» Dataset content:
PR #837, opened 2017-12-19
feat: New API HTTP Client for UI with composable REST interface

### LINKED ISSUE #834: Build an application-wide ApiHttpClient on top of Angular's HttpClient
With the inception of our new centralized [Store](https://github.com/syndesisio/syndesis/issues/829), and it's application to the [Api Connector Wizard](https://github.com/syndesisio/syndesis/issues/272), Http calls are meant to be decoupled from the components and handled separately. Ideally components will subscribe to store selectors (or named slices of state) and will dispatch actions, that will eventually have an impact on the store, regardless slice of persistence state is updated.

Whatever happens in the middle, it is not the component's concern, nor the store concern either. On the other hand, the interaction between the API and the UI should be constrained to just exchange serialized objects, regardless what components or structs will eventually make use of them. For the sake of consistency, all interactions (either requests and responses) should honor a previously agreed contract schema.

In short:

1. A centralized Store contains an immutable representation of state.
2. Components (which now become stateless dumb viewmodels) subscribe to that state and represent it on their template views (rendering text, displaying loading cues, etc)-
3. When users interact with the template, the component will dispatch actions.
4. An action object is spawned containing information about its type (eg *update connector*) and its payload, whatever it is.
5. Actions are intercepted by reducers, which will take a snapshot of the current state, update the snapshot according to the action requested and replace the current state instance with the new snapshot.
6. The component, as a first-class subscriber to the store wrapping our state, re-updates itself automagically (it now features a minimal implementation BTW, and does not update the state itself nor digests data at all).
7. On a side process, an Effect has listened to that same Action, and has inspected the action payload. It sends then a call to a given method of the related feature provider.
8. The feature provider contains methods that send Http requests to the API and returns the response payload in an observable stream, which are also returned by the feature provider method alike.
9. The Effect which executed that feature provider method now will push the observable response obtained down the RxJS stream and eventually dispatches an action with it.
10. Return to [4], and so on so forth. The application components, all of them subscribed to the store state, will keep updating their views accordingly...

The goal of this issue is to put together an API Http client required in step 8 that will be hooked up with the side Effect model pattern (as an Injectable class by means of Angular's built-in dependency injector) and will allow for sending HTTP calls to the API, with less boilerplate than our current implementation in Restangular.

The API Http client will need to fulfill the following requirements:

- Be able to build and return REST API endpoints by composition.
- Support the different verbs honored by a REST API
- Provide a super-simple interface to reduce boilerplate inside feature providers or the Effect stream itself.
- Provide extended support for typed responses and errors.
- Abstract internally the API config settings (not those need to be configured on a per request basis)

As a bonus, the following would be nice to have:

- Provide extended support for json/multipart upload functionality
- Expose observable properties tracking the progress of Http request/upload

### Proposed implementation

The new `ApiHttpClient` wraps both Angular's native `HttpClient` and our current `ConfigService` and allows to build any kind of API endpoint by composing either object entries or rest parameters. Eg:

```typescript
// For a configured endpoint named 'apiConnectors' as connectors/{connectorId}
this.apiHttpClient.getEndpoint('apiConnectors', { connectorId: 441 });

// or for a configured endpoint named 'apiConnectorbyId' as connectors/{0}
this.apiHttpClient.getEndpoint('apiConnectorbyId', 441);

// will yield /api/v2/connectors/441
```

Getting REST API endpoints is cool but obviously we need to actually submit calls, containing specific payloads, to the API, so we also expose a chainable method to pick a given API endpoint by key and send a specific payload (or not):

```typescript
// For an endpoint named 'apiConnectors' as connectors/{connectorId}/{action} we can
// post a given payload { file: 'foo.png' } and expect an observable Http response 
// typed as ApiHttpResponse
this.apiHttpClient
  .setEndpoint('apiConnectors', { connectorId: 441, action: 'icon' })
  .post<ApiHttpResponse>({ file: 'foo.png' });

// or in case we wanted to GET data for a given API endpoint
// as /api/v2/connectors/{0}/details/{1}
this.apiHttpClient
  .setEndpoint('apiConnectors', 441, 'actions')
  .get<ApiHttpResponse>();

// Both method calls will yield an Observable<ApiHttpResponse> object instance 
// (or whatever type we define in the method generic type signature)
```

Please note that we leverage the same function signature as for `apiHttpClient.getEndpoint()`, where we enter a mandatory string pointing to a API endpoint key available in our settings and then the required parameters to compound up that URL, either as rest arguments or as an object. The execution of `.setEndpoint()` will return an instance object featuring `get()`, `post()`, `put()` and `delete()` methods, plus a `url` string property where we can inspect the target URL, if needed.

Last but not least, the `ApiHttpClient` class also exposes longer versions of the methods above, as shortcuts with the signature `([key, ...params], payload)`. Eg:

```
this.apiHttpClient
  .post<ApiHttpResponse>(['apiConnectors', { connectorId: 441, action: 'icon' }], { file: 'foo.png' });

this.apiHttpClient
  .get<ApiHttpResponse>(['apiConnectors', 441, 'actions']);
``` 

### Multipart upload functionality

Folllowing up with the above, and bearing in mind Angular functionalities, we can easily implement multipart uploads through this interface in our own class:

```typescript
// Will write down in the browser console 1%, 2%, etc once the upload begins
this.apiHttpClient.progressEvent$.subscribe(progress => {
  console.log(`${progress.percentage}%`);
});

// Will trigger an upload of a 'file' object along with { name: 'foo.png' }
// payload in a multipart message posted to /api/v2/connectors/441/icon
this.apiHttpClient
  .setEndpoint('apiConnectors', { connectorId: 441, action: 'icon' })
  .upload<ApiHttpResponse>(file, { name: 'foo.png' });
```

### Colophon

This will not only allow to provide a terse Http interaction with the API for creating new connectors and upload files, but also can be reused for all our other feature modules, current and future, allowing to phase out Restangular once fully replaced and then commit to upgrade to Angular 5.

deeleman:
Fixes #834 

Please refer to the linked issue for a comprehensive explanation on the rationale for this new class. This new internal service is designed for sending Http calls straight to our REST API through a more intuitive and flexible interface, allowing for replacing Restangular in the Api Connectors implementation or even on any other feature module in the future.

Please pay special attention to the new config nodes created at the config files. Ideally, we should go porting all URLs hardcoded in services and components to a centralized location and those files seem the right place until we come up with a more approppiate solution.

This PR welcomes `CoreModule` into our project, which is the module of choice for service providers, according to the official Angular recommendations for avoiding duplicated dependency instances in our injector.

[EDIT]; The Http service now implements multipart upload functionalities and upload progress events.

### DIFF
--- a/app/ui/src/app/app.module.ts
+++ b/app/ui/src/app/app.module.ts
@@ -21,6 +21,7 @@ import { TourNgxBootstrapModule } from 'ngx-tour-ngx-bootstrap';
 import { NotificationModule } from 'patternfly-ng';
 import { DataMapperModule } from '@atlasmap/atlasmap.data.mapper';
 
+import { CoreModule } from './core';
 import { environment } from '../environments/environment';
 import { AppComponent } from './app.component';
 import { AppRoutingModule } from './app.routing';
@@ -82,6 +83,7 @@ export function mapperRestangularProvider(
     FormsModule,
     ReactiveFormsModule,
     HttpModule,
+    CoreModule.forRoot(),
     DynamicFormsCoreModule.forRoot(),
     RestangularModule.forRoot([ConfigService], restangularProviderConfigurer),
     TabsModule.forRoot(),
--- a/app/ui/src/app/core/core.module.ts
+++ b/app/ui/src/app/core/core.module.ts
@@ -20,10 +20,10 @@ export class CoreModule {
       ngModule: CoreModule,
       providers: [
         SYNDESIS_PROVIDERS.ApiHttpProviderService,
-
-        { provide: ApiHttpService, useClass: SYNDESIS_PROVIDERS.ApiHttpProviderService },
-
-        { provide: Window, useValue: window }
+        {
+          provide: ApiHttpService,
+          useClass: SYNDESIS_PROVIDERS.ApiHttpProviderService
+        },
       ]},
     ];
   }
--- a/app/ui/src/app/core/core.module.ts
+++ b/app/ui/src/app/core/core.module.ts
@@ -1,0 +1,30 @@
+import { ModuleWithProviders, NgModule, Optional, SkipSelf } from '@angular/core';
+import { CommonModule } from '@angular/common';
+import { HttpClientModule } from '@angular/common/http';
+
+import { ApiHttpService } from '@syndesis/ui/platform';
+import * as SYNDESIS_PROVIDERS from './providers';
+
+@NgModule({
+  imports: [CommonModule, HttpClientModule],
+})
+export class CoreModule {
+  constructor(@Optional() @SkipSelf() parentModule: CoreModule) {
+    if (parentModule) {
+      throw new Error('Syndesis CoreModule is already loaded. Import it in the AppModule only');
+    }
+  }
+
+  static forRoot(): Array<ModuleWithProviders> {
+    return [{
+      ngModule: CoreModule,
+      providers: [
+        SYNDESIS_PROVIDERS.ApiHttpProviderService,
+
+        { provide: ApiHttpService, useClass: SYNDESIS_PROVIDERS.ApiHttpProviderService },
+
+        { provide: Window, useValue: window }
+      ]},
+    ];
+  }
+}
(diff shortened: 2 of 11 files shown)


deeleman:
The Http service now implements multipart upload functionalities and upload progress events.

» Exercise instructions: Where the word "views" is present in a line of the listing, copy that line.

» Result of the task:
2. Components (which now become stateless dumb viewmodels) subscribe to that state and represent it on their template views (rendering text, displaying loading cues, etc)-
10. Return to [4], and so on so forth. The application components, all of them subscribed to the store state, will keep updating their views accordingly...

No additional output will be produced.